▶ Dataset entries:
.....
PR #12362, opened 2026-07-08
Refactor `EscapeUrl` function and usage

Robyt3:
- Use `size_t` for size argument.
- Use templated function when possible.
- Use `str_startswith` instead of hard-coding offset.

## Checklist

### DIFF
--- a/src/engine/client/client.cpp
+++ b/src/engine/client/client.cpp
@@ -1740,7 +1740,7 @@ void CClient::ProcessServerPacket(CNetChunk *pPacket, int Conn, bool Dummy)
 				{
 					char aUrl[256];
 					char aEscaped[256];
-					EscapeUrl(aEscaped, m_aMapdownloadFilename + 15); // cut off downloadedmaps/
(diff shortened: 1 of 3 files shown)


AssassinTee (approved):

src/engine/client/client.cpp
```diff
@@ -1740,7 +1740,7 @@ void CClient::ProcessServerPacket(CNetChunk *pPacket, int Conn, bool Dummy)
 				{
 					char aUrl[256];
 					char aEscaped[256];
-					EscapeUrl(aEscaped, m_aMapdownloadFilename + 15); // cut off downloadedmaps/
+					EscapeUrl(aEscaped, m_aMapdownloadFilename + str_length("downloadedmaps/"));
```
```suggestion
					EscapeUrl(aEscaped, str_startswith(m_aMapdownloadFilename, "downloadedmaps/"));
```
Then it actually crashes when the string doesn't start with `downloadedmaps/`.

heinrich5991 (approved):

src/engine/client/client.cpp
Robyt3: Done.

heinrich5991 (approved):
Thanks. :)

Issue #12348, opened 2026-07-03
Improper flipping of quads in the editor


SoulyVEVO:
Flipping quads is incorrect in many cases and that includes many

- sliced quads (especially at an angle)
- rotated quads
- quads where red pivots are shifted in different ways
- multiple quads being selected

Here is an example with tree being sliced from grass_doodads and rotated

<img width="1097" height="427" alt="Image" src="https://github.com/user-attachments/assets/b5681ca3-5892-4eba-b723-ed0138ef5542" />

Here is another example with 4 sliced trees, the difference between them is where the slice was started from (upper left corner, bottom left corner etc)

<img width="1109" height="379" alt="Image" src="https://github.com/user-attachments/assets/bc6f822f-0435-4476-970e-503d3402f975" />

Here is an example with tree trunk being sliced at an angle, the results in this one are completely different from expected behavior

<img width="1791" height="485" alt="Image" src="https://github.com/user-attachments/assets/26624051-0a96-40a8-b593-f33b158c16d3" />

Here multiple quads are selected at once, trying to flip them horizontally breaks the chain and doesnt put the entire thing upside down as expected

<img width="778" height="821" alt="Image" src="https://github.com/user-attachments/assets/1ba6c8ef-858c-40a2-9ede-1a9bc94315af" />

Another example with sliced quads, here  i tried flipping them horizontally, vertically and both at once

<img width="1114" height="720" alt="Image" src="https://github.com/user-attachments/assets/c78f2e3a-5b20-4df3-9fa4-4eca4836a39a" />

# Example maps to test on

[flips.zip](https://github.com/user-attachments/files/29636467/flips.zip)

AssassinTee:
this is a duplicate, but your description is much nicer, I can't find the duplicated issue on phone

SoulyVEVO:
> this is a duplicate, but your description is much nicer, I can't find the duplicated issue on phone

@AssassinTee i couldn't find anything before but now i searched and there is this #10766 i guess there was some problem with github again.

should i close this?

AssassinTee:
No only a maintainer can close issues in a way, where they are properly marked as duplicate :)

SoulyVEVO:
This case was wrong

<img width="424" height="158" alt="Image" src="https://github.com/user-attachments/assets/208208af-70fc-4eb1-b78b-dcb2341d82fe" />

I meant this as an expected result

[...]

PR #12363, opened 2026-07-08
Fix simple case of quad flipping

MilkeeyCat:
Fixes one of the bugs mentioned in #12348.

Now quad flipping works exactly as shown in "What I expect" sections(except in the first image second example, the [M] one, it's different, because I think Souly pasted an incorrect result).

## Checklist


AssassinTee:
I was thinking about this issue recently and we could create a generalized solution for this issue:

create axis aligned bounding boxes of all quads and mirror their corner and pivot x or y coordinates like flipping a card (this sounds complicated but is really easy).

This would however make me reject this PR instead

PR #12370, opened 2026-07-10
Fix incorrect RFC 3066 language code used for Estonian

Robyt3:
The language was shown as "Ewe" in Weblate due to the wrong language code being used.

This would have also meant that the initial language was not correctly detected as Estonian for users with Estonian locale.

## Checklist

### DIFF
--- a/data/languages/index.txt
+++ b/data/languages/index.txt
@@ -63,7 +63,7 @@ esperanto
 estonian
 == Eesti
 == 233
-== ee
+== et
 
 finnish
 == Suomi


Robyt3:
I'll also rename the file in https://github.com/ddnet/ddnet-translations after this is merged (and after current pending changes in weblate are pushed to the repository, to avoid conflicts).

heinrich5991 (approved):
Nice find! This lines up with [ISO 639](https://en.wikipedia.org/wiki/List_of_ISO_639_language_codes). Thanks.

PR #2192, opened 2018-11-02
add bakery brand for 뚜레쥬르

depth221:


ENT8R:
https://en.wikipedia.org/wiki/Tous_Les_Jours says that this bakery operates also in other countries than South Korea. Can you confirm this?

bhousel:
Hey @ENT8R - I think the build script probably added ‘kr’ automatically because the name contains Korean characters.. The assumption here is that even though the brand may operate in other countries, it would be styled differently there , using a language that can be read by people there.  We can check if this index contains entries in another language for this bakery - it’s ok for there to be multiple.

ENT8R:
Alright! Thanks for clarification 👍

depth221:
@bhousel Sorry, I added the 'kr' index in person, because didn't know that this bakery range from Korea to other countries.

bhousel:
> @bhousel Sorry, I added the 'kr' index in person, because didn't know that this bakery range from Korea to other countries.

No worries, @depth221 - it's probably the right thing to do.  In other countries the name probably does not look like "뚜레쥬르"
.....
▶ Exercise goal: Go through the records and count every line with the word "phone"; the answer is the number alone.

▶ Result of the exercise: 2